「溫泉我大概可以理解,但是這四面冰牆……這麼冷對他不要緊麼?」
蘇鸞搞不懂這其中的原理了。
「殿下自小便在這里練功,每天四到六個時辰,對他來說,這里就是最好的地方。」
侯伽慕和蘇鸞解釋道。
原來如此。
這人武功那麼強,也是下了苦功夫的了。
蘇鸞松開宸淵,讓宸淵趴在湯池邊……她看著自己這一身濕透的衣服,才剛站起來就冷的一抖,又趕緊縮回湯池里。
侯伽慕發笑,
「鸞姑娘,反正你也受了點傷,就在這陪著殿下吧。
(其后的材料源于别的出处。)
PR #376, opened 2022-11-08
Add built-in types/objects complex, bytes, memoryview, capsule, slice and builtins to HPyContext.

fangerer:
This adds a few more built-in types/objects to the context.
The `h_Builtins` is of particular interest because it allows to do many operations that are available in Python but HPy does not yet have dedicated API for.

Further, we now also use Autogen to generate the (smaller) `HPyContext` struct for the CPython ABI.


.github/workflows/ci.yml
```diff
@@ -363,7 +363,7 @@ jobs:
       - name: Set up Python
         uses: actions/setup-python@v2
```
mattip, line 364:
```suggestion
        uses: actions/setup-python@v4
```

mattip (approved):
LGTM. Is there somewhere that a version is bumped?

fangerer:
> LGTM. Is there somewhere that a version is bumped?

Thanks for the review. 
Sorry, I don't get your question. Do you mean if GitHub or Ubuntu documented that it upgraded to Python 3.11 ?
I quickly tried to find out more. According to https://packages.ubuntu.com/jammy/python/python3 or https://packages.ubuntu.com/jammy-updates/python/ the used Python version is still `3.10.7`.
GitHub Action `setup-python` says that it will use the version from `PATH` if no version was explicitly specified (see https://github.com/actions/setup-python). But I think it is because we used `python-version: '3.x'` and according to https://github.com/actions/setup-python/blob/main/docs/advanced-usage.md, this will use the latest stable version. And since 3.11 is the latest stable one, this would make sense to me.

mattip:
I was referring to updating the ABI tag since this changes the ctx struct, but that seems more appropiate as we approach a release.

PR #2662, opened 2016-10-03
Fix formatting of list

dedemorton:
Adds a missing plus sign to fix list formatting. The formatting is correct in master, so the plus must have been dropped during the merge or something.


ruflin:
LGTM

」
「這……有點奇怪吧?」
「阿鸞在害羞?」
「……」
這人不是累倒了?怎麼還有力氣說話?
宸淵趴在那,側首微微笑著看向她……
「神醫,麻煩你幫本太子傳令,派人請寒將軍和溫先生來。」
「你都傷成這樣了還想干嘛?」
「本太子只是受了輕傷。」
「輕傷?」
「是,若有人問起,請侯神醫務必說本太子只是受了輕傷,無礙。」
侯伽慕眯了一下眼,提起自己的工具箱就往外走,
「殿下若自己作死,別再請老夫來。」
宸淵笑道,
「神醫放心,本太子怎會自己作死?」
據蘇鸞所知,這人作死的本領是一等一的強。
侯伽慕走後,宸淵對蘇鸞道,
「我要睡一會兒了,阿鸞,你可別吵我哦。」
把他淹死信不信?
蘇鸞翻了個白眼,自己也沉在湯池里,緩緩閉上眼楮,眼楮一閉,又是胥夜那張面目可憎的臉。
那人身在北宸王宮,也未見他收斂過一絲囂張氣焰。
而最讓蘇鸞在意的是……胥夜竟知道她已不是原來的鸞鳴王後。
他是從什麼時候知道,又是怎麼知道的呢……
蘇鸞仔細回想自己與胥夜僅有的幾次接觸,確實胥夜說過的話里,有些地方也曾讓她感到疑惑。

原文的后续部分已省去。